The data:
PR #1291, opened 2019-08-15
optimize performance

van800:
image
image

### DIFF
--- a/unity/EditorPlugin/PluginEntryPoint.cs
+++ b/unity/EditorPlugin/PluginEntryPoint.cs
@@ -544,7 +544,7 @@ namespace JetBrains.Rider.Unity.Editor
       editorPluginModel.PlayerLogPath.SetValue(playerLogPath);
     }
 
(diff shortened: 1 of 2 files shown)


unity/EditorPlugin/PluginEntryPoint.cs
```diff
@@ -544,7 +544,7 @@ private static void InitEditorLogPath(EditorPluginModel editorPluginModel)
       editorPluginModel.PlayerLogPath.SetValue(playerLogPath);
     }
 
-    internal static readonly string LogPath = Path.Combine(Path.Combine(Path.GetTempPath(), "Unity3dRider"), $"{DateTime.Now:yyyy-MM-ddT-HH-mm-ss}.log");
```
citizenmatt: `DateTime.UtcNow` might help if you still want to use date. `Now` is slow because it has to look up timezone information.

van800: I tried that. It was still slow

PR #1631, opened 2020-04-22
move FileSystemWatcher initialization to background thread

van800:


resharper/resharper-unity/src/Rider/UnityEditorProtocol.cs
```diff
@@ -91,21 +91,25 @@ public class UnityEditorProtocol
...
+                    // Add event handlers.
+                    watcher.Changed += OnChanged;
+                    watcher.Created += OnChanged;
 
-                lf.Bracket(() => { }, () =>
-                {
-                    watcher.Dispose();
+                    lf.Bracket(() => { }, () =>
+                    {
+                        watcher.Dispose();
```
epeshk, line 107: `lf.OnTermination(() => watcher.Dispose());` ?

Work request: Could you state how many lines in the listing include the string "still"? Only the number is wanted.

Solution to this exercise: 2